_Exercise_. Scan the records below and report how many lines include the string "null"; the number alone will do.

━━━ Supplied data ━━━

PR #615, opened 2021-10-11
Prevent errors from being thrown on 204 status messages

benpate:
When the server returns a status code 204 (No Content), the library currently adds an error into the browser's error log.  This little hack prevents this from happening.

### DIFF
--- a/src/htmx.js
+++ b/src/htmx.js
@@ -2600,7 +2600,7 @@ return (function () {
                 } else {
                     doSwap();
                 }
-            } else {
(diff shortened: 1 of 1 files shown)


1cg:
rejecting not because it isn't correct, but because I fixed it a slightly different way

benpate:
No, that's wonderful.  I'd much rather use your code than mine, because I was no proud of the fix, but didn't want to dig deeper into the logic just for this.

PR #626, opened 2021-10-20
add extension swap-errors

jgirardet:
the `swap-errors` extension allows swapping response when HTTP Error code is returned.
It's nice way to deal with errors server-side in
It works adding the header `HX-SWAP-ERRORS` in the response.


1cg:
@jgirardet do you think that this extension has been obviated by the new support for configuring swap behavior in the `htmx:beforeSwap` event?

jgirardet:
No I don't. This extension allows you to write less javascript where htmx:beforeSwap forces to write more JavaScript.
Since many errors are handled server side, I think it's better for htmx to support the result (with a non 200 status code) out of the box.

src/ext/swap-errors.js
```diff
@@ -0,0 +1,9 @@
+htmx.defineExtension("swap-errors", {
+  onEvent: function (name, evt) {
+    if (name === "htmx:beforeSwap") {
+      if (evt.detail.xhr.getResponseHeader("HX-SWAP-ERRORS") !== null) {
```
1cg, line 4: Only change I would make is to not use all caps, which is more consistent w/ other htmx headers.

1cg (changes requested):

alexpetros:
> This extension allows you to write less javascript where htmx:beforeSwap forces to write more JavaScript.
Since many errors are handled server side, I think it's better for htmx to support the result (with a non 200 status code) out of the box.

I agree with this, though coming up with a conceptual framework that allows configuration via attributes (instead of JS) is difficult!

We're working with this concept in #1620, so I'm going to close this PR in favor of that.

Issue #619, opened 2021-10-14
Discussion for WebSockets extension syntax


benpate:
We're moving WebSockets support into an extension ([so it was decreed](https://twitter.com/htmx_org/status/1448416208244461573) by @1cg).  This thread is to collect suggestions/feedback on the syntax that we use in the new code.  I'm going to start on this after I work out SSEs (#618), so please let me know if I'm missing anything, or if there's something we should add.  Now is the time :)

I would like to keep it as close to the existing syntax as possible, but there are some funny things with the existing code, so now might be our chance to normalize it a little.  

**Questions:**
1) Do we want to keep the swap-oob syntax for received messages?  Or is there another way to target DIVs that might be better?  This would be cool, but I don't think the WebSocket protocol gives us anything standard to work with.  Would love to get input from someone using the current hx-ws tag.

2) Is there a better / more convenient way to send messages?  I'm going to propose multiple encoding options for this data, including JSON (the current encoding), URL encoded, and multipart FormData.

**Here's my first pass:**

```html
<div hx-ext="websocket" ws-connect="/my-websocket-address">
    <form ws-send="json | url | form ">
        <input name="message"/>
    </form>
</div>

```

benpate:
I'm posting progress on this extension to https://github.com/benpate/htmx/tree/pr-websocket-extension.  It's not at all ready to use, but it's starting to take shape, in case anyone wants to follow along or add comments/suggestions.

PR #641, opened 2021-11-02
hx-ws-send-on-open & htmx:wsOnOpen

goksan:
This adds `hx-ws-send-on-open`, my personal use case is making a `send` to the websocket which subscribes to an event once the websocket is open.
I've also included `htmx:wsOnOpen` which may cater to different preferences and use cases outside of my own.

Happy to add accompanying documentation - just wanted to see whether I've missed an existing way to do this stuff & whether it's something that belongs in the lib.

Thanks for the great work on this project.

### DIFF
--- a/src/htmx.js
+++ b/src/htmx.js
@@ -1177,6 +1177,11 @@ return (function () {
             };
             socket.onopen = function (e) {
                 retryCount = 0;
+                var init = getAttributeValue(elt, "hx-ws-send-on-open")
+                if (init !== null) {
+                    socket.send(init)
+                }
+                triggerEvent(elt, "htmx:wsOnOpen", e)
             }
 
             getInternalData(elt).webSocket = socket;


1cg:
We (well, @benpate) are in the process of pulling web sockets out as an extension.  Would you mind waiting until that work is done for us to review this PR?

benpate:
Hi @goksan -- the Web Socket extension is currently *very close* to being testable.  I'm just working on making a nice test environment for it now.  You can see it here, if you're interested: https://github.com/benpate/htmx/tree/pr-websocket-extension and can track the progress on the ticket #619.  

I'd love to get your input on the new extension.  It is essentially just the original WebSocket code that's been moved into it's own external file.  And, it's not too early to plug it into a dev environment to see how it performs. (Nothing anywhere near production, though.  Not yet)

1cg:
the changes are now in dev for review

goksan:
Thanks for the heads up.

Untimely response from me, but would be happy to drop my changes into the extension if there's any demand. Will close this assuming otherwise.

━━━
━━━ Supplied data ━━━

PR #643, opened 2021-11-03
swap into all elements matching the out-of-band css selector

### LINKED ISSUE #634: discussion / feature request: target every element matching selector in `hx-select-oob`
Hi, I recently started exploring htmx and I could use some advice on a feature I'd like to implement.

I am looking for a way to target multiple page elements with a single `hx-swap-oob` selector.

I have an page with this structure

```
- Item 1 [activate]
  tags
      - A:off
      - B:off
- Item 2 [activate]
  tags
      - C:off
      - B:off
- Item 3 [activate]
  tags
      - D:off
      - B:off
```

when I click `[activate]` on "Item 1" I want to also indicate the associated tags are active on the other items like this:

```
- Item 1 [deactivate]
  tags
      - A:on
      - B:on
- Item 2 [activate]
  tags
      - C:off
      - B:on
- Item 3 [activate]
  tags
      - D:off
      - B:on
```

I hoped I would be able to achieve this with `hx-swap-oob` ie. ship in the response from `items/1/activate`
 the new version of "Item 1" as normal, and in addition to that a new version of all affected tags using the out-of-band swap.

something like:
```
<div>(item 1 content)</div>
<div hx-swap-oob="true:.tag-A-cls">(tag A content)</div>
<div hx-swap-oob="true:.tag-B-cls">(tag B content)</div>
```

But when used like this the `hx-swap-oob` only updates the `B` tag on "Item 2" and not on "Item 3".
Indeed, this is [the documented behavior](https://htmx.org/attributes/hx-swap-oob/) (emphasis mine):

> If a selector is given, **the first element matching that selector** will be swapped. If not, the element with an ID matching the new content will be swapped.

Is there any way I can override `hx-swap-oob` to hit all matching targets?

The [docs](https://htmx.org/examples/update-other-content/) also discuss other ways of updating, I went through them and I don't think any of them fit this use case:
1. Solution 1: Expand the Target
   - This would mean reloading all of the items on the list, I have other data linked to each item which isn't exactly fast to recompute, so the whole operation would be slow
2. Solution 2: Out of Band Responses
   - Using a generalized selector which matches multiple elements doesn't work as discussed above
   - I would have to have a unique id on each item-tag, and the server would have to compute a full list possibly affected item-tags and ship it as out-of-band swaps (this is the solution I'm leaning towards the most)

━━━

_Answer to the exercise_. 2